One of the central points of Synapse 2.0 is that all of the profiles from all of the various devices they make are somewhat portable and will be even moreso in the future. I.E. you could pull key bindings or macro sets from your razer keyboard and put them on your razer mouse keys easily, or vice verse, and so forth. It goes even further than this...you could even swap macros, layouts, and bindings with other users of different model razer stuff. With that in mind, it starts to make sense that you might see drivers that you don't think are necessary showing up in the system config stuff. It might even say keyboard deep under the windows hood, but actually be controlling a mouse.

I.E. you play a mmorpg and are in charge of the healers in a raid.
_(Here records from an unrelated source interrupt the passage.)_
PR #633, opened 2026-06-01
[leader] reload the deposit worklist when the time-delay timer fires

0xsiddharthks:
Follow-up to #630. The delayed pass re-runs `process_deposit_requests` without reloading the worklist, but a successful Approve drops the deposit from it — so a deposit approved between sparse Bitcoin blocks is gone when the timer fires, and its Confirm stalls until the next block. Reload before processing (for all nodes, like the block arm), restoring the reload from the closed #535.


0xsiddharthks:
Closing since this issue has been fixed by #653

PR #634, opened 2026-06-02
[btc-monitor] broadcast withdrawals via sendrawtransaction RPC

0xsiddharthks:
During some stress tests, I noticed that using `sendrawtransaction` directly on the bitcoin full node is much more efficient as compared to submitting transactions via kyoto.

### DIFF
--- a/crates/hashi/src/btc_monitor/monitor.rs
+++ b/crates/hashi/src/btc_monitor/monitor.rs
@@ -693,28 +693,26 @@ impl Monitor {
         tx: bitcoin::Transaction,
         result_tx: oneshot::Sender<Result<()>>,
     ) {
-        // Use the bitcoind RPC, not kyoto's P2P submit_package (unreliable under load).
+        // Broadcast via the bitcoind RPC, not kyoto's P2P submit_package, which
+        // dropped its response or hung under load.
         let txid = tx.compute_txid();
-        let result = btc_rpc_call(&bitcoind_rpc, {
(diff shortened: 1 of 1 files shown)


bmwill (approved):

crates/hashi/src/btc_monitor/monitor.rs
```diff
@@ -691,46 +690,31 @@ impl Monitor {
...
+            Ok(_) => {
+                info!("Transaction {txid} broadcast via Bitcoin Core RPC");
                 let _ = result_tx.send(Ok(()));
             }
             Err(e) => {
-                error!("Failed to broadcast transaction {txid}: {e}");
-                let _ = result_tx.send(Err(anyhow::anyhow!(e)));
+                // sendrawtransaction is idempotent; treat an already-known tx as success.
+                let msg = e.to_string();
+                if msg.to_lowercase().contains("already") {
```
dlukegordon: Can we be more specific?

bmwill: Is there a specific error code that's returned we can match on?

0xsiddharthks: Yeah, I did some investigation. so the actual bitcoind message is this:
`Err -27: tx already confirmed on-chain`

I confirmed that we get the same error code on our hosted btc node as well. so replaced the check with an err code match.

Today you have 25 players from various classes to manage on the healing duties of a 200 man raid. You've been given a strategy by the GM that will work better if your healing team has some macros and key bindings handy. In fact, some of your healers need a slightly different setup than the rest...so you sure don't want to have to spend all day teaching them what macros to bind. With software like this, you could store and share your profiles, and anyone with a razer mouse or keyboard could grab them prebuild off your profile and stick them on whatever razer gadget or key they want (doesn't have to be the same model or even device as yours...one might want it on the keyboard, another on the mouse...etc.). As the platform advances they'll probably also implement some quick view features so that those with non razer stuff could at least pull it up and see what the macro or binding does so they can build their own...it's possible that someday that it won't matter what brand devices you have...you could jump on the cloud and swap macros and layouts across brands and models! At the end of the day...with the Synapse concept you're one more step closer to making a task that can sometimes take hours of raid 'setup' time to communicate and implement...into a 3 minute 'grab it and go' scenario.
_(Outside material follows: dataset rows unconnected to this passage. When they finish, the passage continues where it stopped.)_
PR #648, opened 2026-06-03
[Guardian] modularize hashi-types/guardian

mskd12:
## What

Reorg pass on `hashi-types/guardian` — break the two grab-bag files into focused modules, plus fold in the `CommitteeTransition` → `CommitteeTransitionRequest` rename.

### Module splits (pure moves)
- **`signing.rs`** — `GuardianSigned` envelope + `IntentType`/`SigningIntent`, with the struct and its `new`/`verify` impl co-located (impl moved out of `crypto.rs`). Keeps the intent registry auditable in one place.
- **`log/{mod,message,envelope}.rs`** — `message.rs` holds the `LogMessage` family + per-message S3 key naming; `envelope.rs` holds the `LogRecord` wrapper + `object_key`/lock-duration; `mod.rs` holds the S3 layout constants.
- **`bitcoin_utils/{mod,utxo,taproot}.rs`** — `utxo.rs` (UTXO/tx types, wire types, signing) vs `taproot.rs` (2-of-2 descriptor/address/derivation + the test suite); `BTC_LIB` + `DerivationPath` stay in `mod.rs`.

`mod.rs` drops from ~1266 → ~640 lines. Request/response domain types intentionally stay in `mod.rs`.

All public paths are preserved via re-exports (`pub use log::*`, `bitcoin_utils` module name kept, etc.), so consumers compile unchanged apart from the rename.

### Minor consolidations (no behavior change)
- Merged the two `impl WithdrawalLogMessage` blocks into one.
- `object_key` tests relocated into `log/envelope.rs`.
- The one `bitcoin_utils` integration test builds outputs via the public `OutputUTXO::new_external`/`new_internal` constructors (private fields aren't reachable from the test's new module).

### Rename
`CommitteeTransition` → `CommitteeTransitionRequest` across the guardian module and its consumers (`hashi-guardian`, `hashi`), plus a `guardian_service.proto` comment tweak. Proto message types are unchanged.

## Verification
- A normalized + sorted fidelity diff against `main` (with `super::`→bare path requalification cancelled) shows **no production-logic changes** — only the consolidations above.
- `hashi-types` lib tests pass (log + bitcoin_utils suites green).

## Not in this PR
Standardizing `proto_conversions` on `From`/`TryFrom` (and splitting it) — deferred to a follow-up since it ripples through call sites in several crates.

### DIFF
--- a/crates/hashi/src/withdrawals.rs
+++ b/crates/hashi/src/withdrawals.rs
@@ -663,7 +663,7 @@ impl Hashi {
             .map(|(_, c)| c)
             .ok_or_else(|| anyhow!("no on-chain committee epoch after {from_epoch}"))?;
 
-        let transition = hashi_types::guardian::CommitteeTransition {
+        let transition = hashi_types::guardian::CommitteeTransitionRequest {
             new_committee: hashi_types::move_types::Committee::from(new_committee),
         };
 
--- a/crates/hashi/src/withdrawals.rs
+++ b/crates/hashi/src/withdrawals.rs
@@ -626,7 +626,7 @@ impl Hashi {
         })
     }
 
-    // --- Guardian: validate and BLS-sign a `CommitteeTransition` ---
+    // --- Guardian: validate and BLS-sign a `CommitteeTransitionRequest` ---
 
     /// Rebuild the transition from on-chain state and sign with the historical key.
     #[tracing::instrument(level = "info", skip_all, fields(from_epoch))]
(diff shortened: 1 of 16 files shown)


crates/hashi/src/withdrawals.rs
dlukegordon: Should be `CommitteeTransitionRequest`

Same for `crates/hashi/src/grpc/bridge_service.rs:140`

dlukegordon (approved):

This sort of thing will be a dream come true when it fully matures for people who play mmorpg, or any kind of team PVP stuff where strategies, macros, and keybindings need to be quickly exchanged between team mates. A few games out there are even 'trying' to build these abilities into the games themselves at a great deal of developer time and money. If a standard comes along that does all this for them...it lets players choose what they prefer, and the game dev team can spend more time and money on content and less on UI headaches. Meanwhile, guild leaders currently have to spend a great deal of time hashing this stuff out beforehand, and attempting to host it on their own websites for their guilds. If their act isn't together...players get frustrated and leave! Some of these raids can involve a couple of hundred people...so the easier they can make it to do setups and strat preps...the more people will stick around and play....and have a good time (waiting for instructions and figuring them out can be a real drag...more time playing...less time setting up junk is always a welcome thing ).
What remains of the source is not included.